GraphsformerCPI：用于化合物-蛋白质相互作用预测的图形转换器

准确预测化合物与蛋白质的相互作用（CPI）是计算机辅助药物设计的一项关键任务。近年来，化合物活性和生物医学数据的指数级增长凸显了对高效且可解释的预测方法的需求。在本研究中，我们提出了一种端到端的深度学习框架 GraphsformerCPI，它可以提高预测性能和可解释性。GraphsformerCPI 将化合物和蛋白质视为具有空间结构的节点序列，并利用新颖的结构增强自注意机制来整合分子内的语义和图结构特征，从而实现深度分子表征。为了捕捉化合物原子和蛋白质残基之间的重要关联，我们设计了一种双重注意机制，通过.交叉映射有效提取关系特征。通过将 Transformers 强大的学习能力扩展到空间结构并广泛利用注意力机制，我们的模型具有很强的可解释性，这是与大多数黑盒深度学习方法相比的显著优势。为了评估 GraphsformerCPI，我们在基准数据集上进行了广泛的实验，包括人类数据集、线虫数据集、戴维斯数据集和 KIBA 数据集。我们探索了模型深度和辍学率对性能的影响，并将我们的模型与最先进的基线模型进行了比较。结果表明，GraphsformerCPI 在分类数据集上的表现优于基线模型，在回归数据集上的表现也很有竞争力。具体来说，在人类数据集上，GraphsformerCPI 的 AUC 平均提高了 1.6%，精确度提高了 0.5%，召回率提高了 5.3%。在 KIBA 数据集上，一致性指数（CI）和均方误差（MSE）分别平均提高了 3.3% 和 7.2%。分子对接结果表明，我们的模型提供了关于内在相互作用和结合机制的新见解。
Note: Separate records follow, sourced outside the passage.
PR #289, opened 2020-08-18
Fixed size reads

jakob-ledermann:
solves #283.

Submitted as draft and open for editing so you can build upon my code. I hope we can achieve an agreement on the course of solution quickly.

I propose further discussions are moved from the issue to this place.

### DIFF
--- a/S7.Net.UnitTest/ProtocolTests.cs
+++ b/S7.Net.UnitTest/ProtocolTests.cs
@@ -10,6 +10,8 @@ using System.Threading.Tasks;
 
 namespace S7.Net.UnitTest
 {
+    using System.Threading;
+
     [TestClass]
     public class ProtocolUnitTest
     {
@@ -21,7 +23,7 @@ namespace S7.Net.UnitTest
             Assert.AreEqual(0x03, t.Version);
             Assert.AreEqual(0x29, t.Length);
             m.Position = 0;
-            t = TPKT.ReadAsync(m).Result;
+            t = TPKT.ReadAsync(m, CancellationToken.None).Result;
             Assert.AreEqual(0x03, t.Version);
             Assert.AreEqual(0x29, t.Length);
         }
@@ -66,7 +68,7 @@ namespace S7.Net.UnitTest
         public async Task TPKT_ReadShortAsync()
         {
             var m = new MemoryStream(StringToByteArray("0300002902f0803203000000010002001400000401ff040080"));
-            var t = await TPKT.ReadAsync(m);
+            var t = await TPKT.ReadAsync(m, CancellationToken.None);
          }
 
         [TestMethod]
@@ -77,7 +79,7 @@ namespace S7.Net.UnitTest
             var t = COTP.TSDU.Read(m);
             Assert.IsTrue(expected.SequenceEqual(t));
             m.Position = 0;
-            t = COTP.TSDU.ReadAsync(m).Result;
+            t = COTP.TSDU.ReadAsync(m, CancellationToken.None).Result;
             Assert.IsTrue(expected.SequenceEqual(t));
         }
 
--- a/S7.Net.UnitTest/ProtocolTests.cs
+++ b/S7.Net.UnitTest/ProtocolTests.cs
@@ -35,6 +35,33 @@ namespace S7.Net.UnitTest
         }
 
         [TestMethod]
+        public async Task TPKT_ReadDelayedAsync()
+        {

我们的研究在有效预测 CPI 和结合亲和力、识别关键原子和残基、提高模型可解释性等方面具有实际意义。

本文章由计算机程序翻译，如有差异，请以英文原文为准。

求助全文

约1分钟内获得全文求助全文

来源期刊

Interdisciplinary Sciences: Computational Life Sciences MATHEMATICAL & COMPUTATIONAL BIOLOGY-

CiteScore

8.60

自引率

4.20%

发文量

期刊介绍： Interdisciplinary Sciences--Computational Life Sciences aims to cover the most recent and outstanding developments in interdisciplinary areas of sciences, especially focusing on computational life sciences, an area that is enjoying rapid development at the forefront of scientific research and technology. The journal publishes original papers of significant general interest covering recent research and developments. Articles will be published rapidly by taking full advantage of internet technology for online submission and peer-reviewing of manuscripts, and then by publishing OnlineFirstTM through SpringerLink even before the issue is built or sent to the printer. The editorial board consists of many leading scientists with international reputation, among others, Luc Montagnier (UNESCO, France), Dennis Salahub (University of Calgary, Canada), Weitao Yang (Duke University, USA). Prof. Dongqing Wei at the Shanghai Jiatong University is appointed as the editor-in-chief; he made important contributions in bioinformatics and computational physics and is best known for his ground-breaking works on the theory of ferroelectric liquids. With the help from a team of associate editors and the editorial board, an international journal with sound reputation shall be created.